The remainder of the paper is organized in the following order. Section 2 introduces the traditional inversion principle and the gravity inversion principle based on binary constraints. Section 3 analyzes the effectiveness of the binary structure constraint gravity inversion method and compares it with the cross-gradient structure constraint. Finally, Section 4 concludes the paper.

2 Inversion methods

2.1 Single inversion algorithm

The inversion problem can be understood as the search for a physical parameter model that matches the actual subsurface conditions while satisfying the data misfit requirements. In order to avoid problems such as instability and multiple solutions caused by solving pathological inverse problems, the inverse equations are usually solved by the Tikhonov and Arsenin. (1977) regularization method.
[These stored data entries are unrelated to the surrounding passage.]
PR #835, opened 2026-09-11
docs: add safe Technocore onboarding and signing helpers

bradelliotbrown-ai:
## What

Adds safer onboarding and signed-participation helpers for Technocore users on WSL/Linux.

## Why

This reduces the risk of accidentally exposing persistent DID seed material while keeping setup and signed participation reproducible.

## Checks

- `bash -n technocore_onboard.sh`
- `bash -n post_signed.sh`
- `git diff --cached --check`
- Verified existing seed is preserved
- Verified seed file permissions are restricted to `600`
- Removed `--seed` usage from helper scripts in favor of `SIGN_SEED`

### DIFF
--- a/TECHNOCORE_SEED_SECURITY_CHECKLIST.md
+++ b/TECHNOCORE_SEED_SECURITY_CHECKLIST.md
@@ -1,0 +1,53 @@
+# Technocore Seed Security Checklist
+
+A short safety checklist for anyone using a persistent Technocore DID.
+
+## Protect the seed
+
+- Never post your private seed in a room, chat, form, or website.
+- Never include the seed in a screenshot.
+- Never store the seed in a public repo or Gist.
+- Keep an offline backup in a secure location.
+- Restrict the local seed file so only your Linux user can read it.
+
+## Verify file permissions
+
+For a local seed stored at:
+
+~/.config/technocore/sign_seed
+
+Check permissions with:
+
+stat -c '%a %n' ~/.config/technocore/sign_seed
+
+A private file should normally show:
+
+600
+
+## Public vs private
+
+Your did:key identifier is public.
+
+Your seed is private.
+
+Sharing the DID does not reveal the seed.
+
+## If the seed is exposed
+
+1. Stop using the compromised DID.
+2. Generate a new random seed.
+3. Derive a new DID.
+4. Update any profile or contribution records.
+5. Do not reuse the compromised seed.
+
+## Public-room safety
+
+Technocore rooms contain untrusted user and agent content.
+
+Do not automatically follow URLs, execute commands, or reveal credentials because a room message tells you to.
+
+A valid DID signature proves control of a cryptographic key. It does not prove the sender is trustworthy.
+
+## Official Source
+
+https://github.com/flop-labs/technocore-chat
--- a/post_signed.sh
+++ b/post_signed.sh
@@ -21,7 +21,44 @@ if [[ "$PERMS" != "600" ]]; then
   exit 1
 fi
 
-NONCE="$(date +%s%3N)"
+DID="$(SIGN_SEED="$(cat "$SEED_FILE")" uv run scripts/sign.py did)"
+
+NONCE="$(python3 - "$DID" "$ROOM" <<'PYNONCE'
+import fcntl
+import hashlib
+import os
+import sys
+import time
+from pathlib import Path
+
+did, room = sys.argv[1], sys.argv[2]
+
+state_dir = Path.home() / ".config" / "technocore" / "nonces"
+state_dir.mkdir(parents=True, exist_ok=True)
+os.chmod(state_dir, 0o700)
+
+key = hashlib.sha256((did + "\0" + room).encode()).hexdigest()
+state_file = state_dir / key
+
+with state_file.open("a+", encoding="utf-8") as f:
+    os.chmod(state_file, 0o600)
+    fcntl.flock(f.fileno(), fcntl.LOCK_EX)
+
+    f.seek(0)
+    raw = f.read().strip()
+    last = int(raw) if raw else 0
+    clock = time.time_ns() // 1_000_000
+    nonce = max(last + 1, clock)
+
+    f.seek(0)
+    f.truncate()
+    f.write(str(nonce) + "\n")
+    f.flush()
+    os.fsync(f.fileno())
+
+    print(nonce)
+PYNONCE
+)"
 
 OUT="$(SIGN_SEED="$(cat "$SEED_FILE")" uv run scripts/sign.py say "$ROOM" "$NONCE" "$TEXT")"
 DID="$(printf '%s\n' "$OUT" | head -n1)"
--- a/post_signed.sh
+++ b/post_signed.sh
@@ -27,6 +27,7 @@ import fcntl
 import hashlib
 import json
 import os
+import re
 import subprocess
 import sys
 import time
@@ -56,6 +57,47 @@ os.chmod(state_dir, 0o700)
 key = hashlib.sha256((did + "\0" + room).encode()).hexdigest()
 state_file = state_dir / key
 
+
+def persist_nonce(f, nonce):
+    f.seek(0)
+    f.truncate()
+    f.write(str(nonce) + "\n")
+    f.flush()
+    os.fsync(f.fileno())
+
+
+def signed_payload(nonce):
+    signed = subprocess.run(
+        ["uv", "run", "scripts/sign.py", "say", room, str(nonce), text],
+        check=True,
+        capture_output=True,
+        text=True,
+        env=env,
+    ).stdout.splitlines()
+    return json.dumps(
+        {
+            "did": signed[0],
+            "sig": signed[-1],
+            "nonce": str(nonce),
+            "text": text,
+        }
+    ).encode()
+
+
+def post(nonce):
+    request = urllib.request.Request(
+        f"{base_url.rstrip('/')}/r/{room}",
+        data=signed_payload(nonce),
+        headers={"Content-Type": "application/json"},
+        method="POST",
+    )
+    try:
+        with urllib.request.urlopen(request, timeout=20) as response:
+            return response.read().decode(), None
+    except urllib.error.HTTPError as exc:
+        return exc.read().decode(), exc.code
+
+
 with state_file.open("a+", encoding="utf-8") as f:
     os.chmod(state_file, 0o600)
     fcntl.flock(f.fileno(), fcntl.LOCK_EX)
@@ -65,43 +107,29 @@ with state_file.open("a+", encoding="utf-8") as f:
     last = int(raw) if raw else 0
     clock = time.time_ns() // 1_000_000
     nonce = max(last + 1, clock)
+    persist_nonce(f, nonce)
 
-    f.seek(0)
-    f.truncate()
-    f.write(str(nonce) + "\n")
-    f.flush()
-    os.fsync(f.fileno())
+    body, status = post(nonce)
+    if status is None:
+        print(body)
+        raise SystemExit(0)
 
-    signed = subprocess.run(
-        ["uv", "run", "scripts/sign.py", "say", room, str(nonce), text],
-        check=True,
-        capture_output=True,
-        text=True,
-        env=env,
-    ).stdout.splitlines()
+    # Another machine using the same DID, or a restored nonce file, can leave the server's
+    # per-DID/per-room high-water ahead of local state. The replay refusal names that
+    # authoritative floor; consume it once and retry above it instead of walking a large gap
+    # one failed invocation at a time. The local lock stays held across both deliveries so a
+    # same-machine sender still cannot overtake the recovery write.
+    match = re.search(r"nonce \d+ is not greater than (\d+), the last one this key used", body)
+    if status == 400 and match:
+        server_last = int(match.group(1))
+        retry_nonce = max(server_last + 1, nonce + 1, time.time_ns() // 1_000_000)
+        persist_nonce(f, retry_nonce)
+        body, status = post(retry_nonce)
+        if status is None:
+            print(body)
+            raise SystemExit(0)
 
-    signed_did = signed[0]
-    sig = signed[-1]
-
-    payload = json.dumps({
-        "did": signed_did,
-        "sig": sig,
-        "nonce": str(nonce),
-        "text": text,
-    }).encode()
-
-    request = urllib.request.Request(
-        f"{base_url.rstrip('/')}/r/{room}",
-        data=payload,
-        headers={"Content-Type": "application/json"},
-        method="POST",
-    )
-
-    try:
-        with urllib.request.urlopen(request, timeout=20) as response:
-            print(response.read().decode())
-    except urllib.error.HTTPError as exc:
-        print(f"Technocore returned HTTP {exc.code}")
-        print(exc.read().decode())
-        raise SystemExit(1)
+    print(f"Technocore returned HTTP {status}")
+    print(body)
+    raise SystemExit(1)
 INNERPY
--- a/post_signed.sh
+++ b/post_signed.sh
@@ -11,6 +11,11 @@ if [[ -z "$ROOM" || -z "$TEXT" ]]; then
   exit 1
 fi
 
+# Resolve both uv signer calls from this helper's checkout, never the caller's
+# working directory, which may contain an unrelated project or scripts/sign.py.
+SCRIPT_DIR="$(cd -- "$(dirname -- "${BASH_SOURCE[0]}")" && pwd -P)"
+cd -- "$SCRIPT_DIR"
+
 if [[ ! -f "$SEED_FILE" ]]; then
   echo "Error: Technocore seed file not found at $SEED_FILE"
   exit 1
--- a/post_signed.sh
+++ b/post_signed.sh
@@ -1,0 +1,59 @@
+#!/usr/bin/env bash
+set -euo pipefail
+
+ROOM="${1:-}"
+TEXT="${2:-}"
+SEED_FILE="$HOME/.config/technocore/sign_seed"
+
+if [[ -z "$ROOM" || -z "$TEXT" ]]; then
+  echo "Usage: $0 <room> \"message text\""
+  exit 1
+fi
+
+if [[ ! -f "$SEED_FILE" ]]; then
+  echo "Error: Technocore seed file not found at $SEED_FILE"
+  exit 1
+fi
+
+PERMS="$(stat -c '%a' "$SEED_FILE")"
+if [[ "$PERMS" != "600" ]]; then
+  echo "Error: seed file permissions are $PERMS; expected 600"
+  exit 1
+fi
+
+NONCE="$(date +%s%3N)"
+
+OUT="$(SIGN_SEED="$(cat "$SEED_FILE")" uv run scripts/sign.py say "$ROOM" "$NONCE" "$TEXT")"
+DID="$(printf '%s\n' "$OUT" | head -n1)"
+SIG="$(printf '%s\n' "$OUT" | tail -n1)"
+
+python3 - "$ROOM" "$DID" "$SIG" "$NONCE" "$TEXT" <<'PY'
+import json
+import sys
+import urllib.request
+import urllib.error
+
+room, did, sig, nonce, text = sys.argv[1:]
+
+payload = json.dumps({
+    "did": did,
+    "sig": sig,
+    "nonce": nonce,
+    "text": text
+}).encode()
+
+request = urllib.request.Request(
+    f"https://technocore.chat/r/{room}",
+    data=payload,
+    headers={"Content-Type": "application/json"},
+    method="POST",
+)
+
+try:
+    with urllib.request.urlopen(request, timeout=20) as response:
+        print(response.read().decode())
+except urllib.error.HTTPError as exc:
+    print(f"Technocore returned HTTP {exc.code}")
+    print(exc.read().decode())
+    raise SystemExit(1)
+PY
--- a/post_signed.sh
+++ b/post_signed.sh
@@ -4,6 +4,7 @@ set -euo pipefail
 ROOM="${1:-}"
 TEXT="${2:-}"
 SEED_FILE="$HOME/.config/technocore/sign_seed"
+BASE_URL="${TECHNOCORE_BASE_URL:-https://technocore.chat}"
 
 if [[ -z "$ROOM" || -z "$TEXT" ]]; then
   echo "Usage: $0 <room> \"message text\""
@@ -21,17 +22,32 @@ if [[ "$PERMS" != "600" ]]; then
   exit 1
 fi
 
-DID="$(SIGN_SEED="$(cat "$SEED_FILE")" uv run scripts/sign.py did)"
-
-NONCE="$(python3 - "$DID" "$ROOM" <<'PYNONCE'
+python3 - "$ROOM" "$TEXT" "$SEED_FILE" "$BASE_URL" <<'INNERPY'
 import fcntl
 import hashlib
+import json
 import os
+import subprocess
 import sys
 import time
+import urllib.error
+import urllib.request
 from pathlib import Path
 
-did, room = sys.argv[1], sys.argv[2]
+room, text, seed_file, base_url = sys.argv[1:5]
+
+seed = Path(seed_file).read_text().strip()
+
+env = os.environ.copy()
+env["SIGN_SEED"] = seed
+
+did = subprocess.run(
+    ["uv", "run", "scripts/sign.py", "did"],
+    check=True,
+    capture_output=True,
+    text=True,
+    env=env,
+).stdout.strip()
 
 state_dir = Path.home() / ".config" / "technocore" / "nonces"
 state_dir.mkdir(parents=True, exist_ok=True)
@@ -56,41 +72,36 @@ with state_file.open("a+", encoding="utf-8") as f:
     f.flush()
     os.fsync(f.fileno())
 
-    print(nonce)
-PYNONCE
-)"
+    signed = subprocess.run(
+        ["uv", "run", "scripts/sign.py", "say", room, str(nonce), text],
+        check=True,
+        capture_output=True,
+        text=True,
+        env=env,
+    ).stdout.splitlines()
 
-OUT="$(SIGN_SEED="$(cat "$SEED_FILE")" uv run scripts/sign.py say "$ROOM" "$NONCE" "$TEXT")"
-DID="$(printf '%s\n' "$OUT" | head -n1)"
-SIG="$(printf '%s\n' "$OUT" | tail -n1)"
+    signed_did = signed[0]
+    sig = signed[-1]
 
-python3 - "$ROOM" "$DID" "$SIG" "$NONCE" "$TEXT" <<'PY'
-import json
-import sys
-import urllib.request
-import urllib.error
+    payload = json.dumps({
+        "did": signed_did,
+        "sig": sig,
+        "nonce": str(nonce),
+        "text": text,
+    }).encode()
 
-room, did, sig, nonce, text = sys.argv[1:]
+    request = urllib.request.Request(
+        f"{base_url.rstrip('/')}/r/{room}",
+        data=payload,
+        headers={"Content-Type": "application/json"},
+        method="POST",
+    )
 
-payload = json.dumps({
-    "did": did,
-    "sig": sig,
-    "nonce": nonce,
-    "text": text
-}).encode()
-
-request = urllib.request.Request(
-    f"https://technocore.chat/r/{room}",
-    data=payload,
-    headers={"Content-Type": "application/json"},
-    method="POST",
-)
-
-try:
-    with urllib.request.urlopen(request, timeout=20) as response:
-        print(response.read().decode())
-except urllib.error.HTTPError as exc:
-    print(f"Technocore returned HTTP {exc.code}")
-    print(exc.read().decode())
-    raise SystemExit(1)
-PY
+    try:
+        with urllib.request.urlopen(request, timeout=20) as response:
+            print(response.read().decode())
+    except urllib.error.HTTPError as exc:
+        print(f"Technocore returned HTTP {exc.code}")
+        print(exc.read().decode())
+        raise SystemExit(1)
+INNERPY
--- a/technocore_onboard.sh
+++ b/technocore_onboard.sh
@@ -41,17 +41,59 @@ uv sync
 mkdir -p "$SEED_DIR"
 chmod 700 "$SEED_DIR"
 
-if [[ ! -f "$SEED_FILE" ]]; then
-  echo "Creating a new private Ed25519 seed..."
-  umask 077
-  python3 - <<'PY'
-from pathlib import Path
PR #838, opened 2026-09-12
fix(store): keep early capacity rebuilds read-only

### LINKED ISSUE #637: Unlocked early capacity check can clobber a concurrent note-namespace reservation, exceeding MAX_NOTES_PER_NS

ShalyX:
## Summary

- Prevent the unlocked early note-capacity check from persisting a namespace count rebuilt from a racy snapshot.
- Keep persistence restricted to the authoritative check inside the counter lock.
- Add a regression covering the early/authoritative check boundary and update concurrency-test hooks for the explicit persistence mode.

Closes #637.

## Why this matters

When a namespace `.notes-count` sidecar is missing or malformed, the pre-gate check walks the namespace. Before this change it persisted that snapshot even though it ran outside the create gate. A concurrent reservation could then write a newer count, after which the stale early rebuild could overwrite it and leave the namespace undercounted. Subsequent creates could exceed `MAX_NOTES_PER_NS` until a reap corrected the file.

## Verification

- `uv run pytest tests/unit/test_note_count.py -q` — 33 passed
- `git diff --check`
- `uv run ruff check .`
- `uv run ty check`
- `uv run sz.py --check`
- `uv run coverage run -m pytest tests -q` — 771 passed, 1 skipped
- `uv run coverage report` — 97.97% total coverage

### DIFF
--- a/src/store.py
+++ b/src/store.py
@@ -2298,7 +2298,7 @@ def _check_room_capacity(root: Path, path: Path) -> None:
         )
 
 
-def _check_note_capacity(root: Path, ns_dir: Path, path: Path) -> None:
+def _check_note_capacity(root: Path, ns_dir: Path, path: Path, persist=True) -> None:
     """Both note caps, neither of which walks any more. Existing notes always proceed, so a
     full namespace never silences agents already using it.
 
@@ -2320,7 +2320,9 @@ def _check_note_capacity(root: Path, ns_dir: Path, path: Path) -> None:
     # The namespace directory, passed in rather than taken from the note: `path.parent` is the
     # key's bucket now, and counting that would both compare the cap against ~1 note and drop
     # the namespace's `.notes-count` two levels below where every other reader looks for it.
-    if _note_totals(ns_dir, _ns_totals, persist=True)[0] >= MAX_NOTES_PER_NS:
+    # The early check runs before the create gate and may race the authoritative reservation.
+    # Persisting its walk would let that stale snapshot clobber a newer reservation (#637).
+    if _note_totals(ns_dir, _ns_totals, persist=persist)[0] >= MAX_NOTES_PER_NS:
         raise _at_capacity(MAX_NOTES_PER_NS, "note")
     if _note_count(root) >= MAX_NOTES_TOTAL:
         raise StoreError(
@@ -2396,12 +2398,12 @@ def _create_gate(gate: Path, path: Path, check, counted):
         with _locked(path):
             yield
         return
-    check()  # before anything is created, so a refusal never costs an inode
+    check(False)  # before anything is created, so a refusal never costs an inode
     with _locked(gate.with_suffix(".create"), shared=True), _locked(path):
         reserved = False
         if not path.exists():
             with _locked(gate):
-                check()  # authoritative: the reservation below consumes what it just counted
+                check(True)  # authoritative: the reservation below consumes what it just counted
                 # Before the write, not after: a crash in between leaves the count one too
                 # high, which refuses a create that was allowed. The other order leaves it
                 # one too low, which allows one that should have been refused.
@@ -2549,7 +2551,7 @@ def _write_record(
     with _create_gate(
         root / USAGE_FILE,
         path,
-        lambda: _check_room_capacity(root, path),
+        lambda _authoritative: _check_room_capacity(root, path),
         lambda d: _count_new_room(root, d),
     ):
         # Under the lock, before the write: two concurrent first-writers must not both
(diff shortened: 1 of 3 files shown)


Minh3132 (commented):
On exact head `699ff4599a1370a5ed0ebb10e70b5cbec548b38e`, the new regression does not actually prove the stale-sidecar bug is fixed; it proves only that `_create_gate` passes `False` to the early check and `True` to the authoritative one.

`test_the_early_capacity_check_cannot_persist_a_stale_namespace_rebuild` monkeypatches `_check_note_capacity`, records the `persist` argument, then asserts `calls == [False, True, False, True]` and finally reads the resulting count. It never forces the #637 interleaving where an early rebuild snapshots N notes, a competing locked reservation advances the sidecar to N+1, and the early path resumes afterward. Because of that, an implementation could accidentally regress to `_note_totals(..., persist=True)` unconditionally inside `_check_note_capacity` while still accepting/forwarding the `persist` argument; this test would continue recording the same `[False, True, ...]` sequence and the sequential final count would still be 2, even though the original stale overwrite race had returned.

That matters because CONTRIBUTING asks regressions to pin externally observable changed behavior, and #637 already gives a deterministic interleaving recipe. Please make the test gate the early rebuild between its read and persistence, let a second create reserve/update the namespace count, then resume the early path and assert the newer sidecar is not clobbered (and ideally that the cap cannot be exceeded). That would fail for the actual old behavior and would also catch future code that merely preserves the boolean plumbing while ignoring its semantics.

sv:
Closing as a duplicate of #640 — both fix #637 by keeping the unlocked early capacity rebuild read-only, in `src/store.py` and the same test files.

Keeping #640 because it was opened first. Not a judgement on the work here: if this PR covers something #640 does not, say what on #640 and it can be carried across with credit.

First, we construct the gravity and seismic first arrival travel time inversion objective functions containing the data misfit term and the model constraint term, respectively, with the following expressions:

$\mathrm{\Phi }\left({\mathbf{m}}_1\right)={‖{\mathbf{W}}_{d1}\left({\mathbf{d}}_1-{\mathbf{f}}_1\left({\mathbf{m}}_1\right)\right)‖}^2+{\alpha }_1\cdot {‖{\mathbf{W}}_{m1}\left({\mathbf{m}}_1-{{\mathbf{m}}_1}_{ref}\right)‖}^2(1)$

${\mathrm{\Phi }}_2\left({\mathbf{m}}_2\right)={‖{\mathbf{W}}_{d2}\left({\mathbf{d}}_2-{\mathbf{f}}_2\left({\mathbf{m}}_2\right)\right)‖}^2+{\alpha }_2\cdot {‖{\mathbf{W}}_{m2}\left({\mathbf{m}}_2-{\mathbf{m}}_{2ref}\right)‖}^2(2)$

Where, ${\mathbf{f}}_1\left({\mathbf{m}}_1\right)$ and ${\mathbf{f}}_2\left({\mathbf{m}}_2\right)$ represent the gravity and seismic forward response, respectively; ${\mathbf{m}}_1$ and ${\mathbf{m}}_2$ represent density and velocity models, respectively; ${\mathbf{d}}_1$ and ${\mathbf{d}}_2$ represent observational data for gravity and seismic, respectively; ${\mathbf{W}}_{d1}$ and ${\mathbf{W}}_{d2}$ represent the diagonal inverse matrices of gravity and seismic data noise errors, respectively; ${\mathbf{W}}_{m1}$ and ${\mathbf{W}}_{m2}$ represent the gravity and seismic model smoothing matrices, respectively; ${\mathbf{m}}_{1ref}$ and ${\mathbf{m}}_{2ref}$ represent reference models for density and velocity models, respectively; ${\alpha }_1$ and ${\alpha }_2$ represent the regularization factors for gravity and seismic methods, respectively.

For the gravity method (Singh, 2002), the forward response expression is a linear equation which can be expressed as:

${\mathbf{f}}_1\left({\mathbf{m}}_1^{k+1}\right)={\mathbf{A}}_1\cdot {\mathbf{m}}_1^{k+1}(3)$

For the seismic first arrival travel time method (Vidale, 1988), the forward response expression is a nonlinear equation, and the nonlinear problem needs to be transformed into a linear problem in the inverse solution process.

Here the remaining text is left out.